Haber fotoğrafı: Jak Şalom

50 yılı aşkın bir dostluğum olan JAK ŞALOM, Kırmızı Kedi tarafından yayınlanan “Bir Sinematekten Ötekine” adlı kitabında, ilk yıllarına kısmen tanıklık ettiğim bir serüveni dile getiriyor. Jak Şalom, Türkiye’de sinema kültürünün yer etmesinde önemli rol oynayan Türk Sinematek Derneği’nin ilk üyesi olup Fransız Sinemateki’nin kurucusu Henri Langlois ile beraber Dünya Sinema Müzesi’nin kuruluşunda yer aldı ve yarım kalan hikâyenin devamını getirmek üzere kolları sıvayarak 50 yıl sonra Türkiye’de yeni Sinematek’in kuruluşuna öncülük etti.
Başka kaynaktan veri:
PR #2021, opened 2021-02-24
chore(store): add some PS5 bundles

DiestelmannRaffael:
Some German stores now favor bundles over the plain consoles. With this commit I added some of these bundles to the correspondent store models


erwinc1:
@DiestelmannRaffael please use spaces instead of tabs

jef (approved):

PR #2029, opened 2021-02-25
chore(store): add 3060 products

JW6677:
### Description

Added 3060 support for street merchant and I've also added the required config lines to dotenv-example.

Jak, kitabın alt başlığında “Sinemayı Sevmek” deyişine yer verdin. Sinema nasıl sevilir, bu sevgin hangi yaşta başladı?
Sinemayı her birimiz kendimize göre değerlendirir, severiz. Kimimiz filmleri eğlenmek için izler, kimimiz bir şeyler öğrenmek, kimimiz sanatsal beğenimizi doyurmak için izler... Beni çok küçük yaşta, babam sinemayla tanıştırdı. Pazar sabahları beni Beyoğlu’na Şarlo’nun kısa filmlerini görmeye götürdü. Asmalı Mescit’te oturduğumuz için Beyoğlu sinemalarına yakınlık sık sık ailemle film izlemeye gitmemi kolaylaştırdı. O yıllarda hareketli görüntü izlemek ancak sinemalarda mümkündü. Büyük beyazperdede gördüklerim beni daha o yıllarda büyüledi. Bugün aileler çocuklarını sinemaya götürmüyorlar.
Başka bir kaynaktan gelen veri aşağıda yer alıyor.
PR #145, opened 2018-11-09
Add ttl_sec argument to post_email_verification request.

digitaldawn:
### Changes

Add ttl_sec argument to post_email_verification request. 

### References

The post_email_verification endpoint supports a ttl_sec parameter which this gem does not currently support. See: https://auth0.com/docs/api/management/v2#!/Tickets/post_email_verification

### Testing

The tickets spec was adjusted to include the relevant change here. Admittedly this is blind as I couldn't for the life of me figure our how to run the specs. If anyone can point me to some documentation or guide me through this then that would be great - otherwise I assume this is a relatively non-impactful change and shouldn't break anything. 

### Checklist

### DIFF
--- a/lib/auth0/api/v2/tickets.rb
+++ b/lib/auth0/api/v2/tickets.rb
@@ -22,7 +22,7 @@ module Auth0
           request_params = {
             user_id: user_id,
             result_url: result_url,
-            ttl_sec: ttl_sec
+            ttl_sec: ttl_sec.is_a?(Integer) ? ttl_sec : nil
           }
           post(path, request_params)
         end
--- a/lib/auth0/api/v2/tickets.rb
+++ b/lib/auth0/api/v2/tickets.rb
@@ -9,16 +9,20 @@ module Auth0
         # @see https://auth0.com/docs/api/v2#!/Tickets/post_email_verification
         # @param user_id [string] The user_id of for which the ticket is to be created.
         # @param result_url [string] The user will be redirected to this endpoint once the ticket is used.
+        # @param ttl_sec [integer] The ticket's lifetime in seconds starting from the moment of creation.
+        # After expiration, the ticket cannot be used to verify the user's email. If not specified or if
+        # you send 0, the Auth0 default lifetime of five days will be applied
         #
         # @return [json] Returns the created ticket url.
-        def post_email_verification(user_id, result_url: nil)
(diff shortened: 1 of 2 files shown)


joshcanhelp:
Thank you @digitaldawn, I'll take a look as soon as I can!

lib/auth0/api/v2/tickets.rb
```diff
@@ -9,16 +9,20 @@ module Tickets
...
+        def post_email_verification(user_id, result_url: nil, ttl_sec: nil)
           if user_id.to_s.empty?
             raise Auth0::InvalidParameter, 'Must supply a valid user id to post an email verification'
           end
           path = "#{tickets_path}/email-verification"
           request_params = {
             user_id: user_id,
-            result_url: result_url
+            result_url: result_url,
+            ttl_sec: ttl_sec
```
joshcanhelp: Since the API is looking for an integer, I think it would be worth it to check with something like:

Jak Şalom, Fransız Sinemateki’nin kurucusu ve efsanevi yöneticisi (İzmir doğumlu) Henri Langlois, Onat Kutlar, bir film sunumu sırasında, 1972 

Konuya aşina olmayan Şalom Dergi okuru için “Sinematek”in ne olduğunu, fonksiyonunu anlatır mısın?
Resim heykel müzeleri, millî kütüphaneler, daha genel bir ifadeyle, kültür mirasını korumaya yönelik girişimler gibi sinematekler ve film arşivleri 130 yıllık yeni bir sanat olan sinemanın filmlerini ve sinemayla ilgili her şeyi, senaryoları, belgeleri, giysileri, dekorları, fotoğrafları… korumak, onarmak ve gösterimler düzenlemekle yükümlüdür. Filmler 1952 yılına kadar yanar tabanlı olduklarından, kapalı kutular da infilak ve yangınlara yol açtığı için bu taban sonradan yasaklanmış olsa da o tarihe kadar sinema mirasını oluşturan filmlerin de resim ve heykeller gibi, elyazmaları gibi, geçmişten bize intikal eden doğal veya insan yapısı değerler gibi korunmalıydı. Gösterimler yoluyla bir film kültürü oluşturmak da sinematek ve film arşivlerinin görevleri arasındadır.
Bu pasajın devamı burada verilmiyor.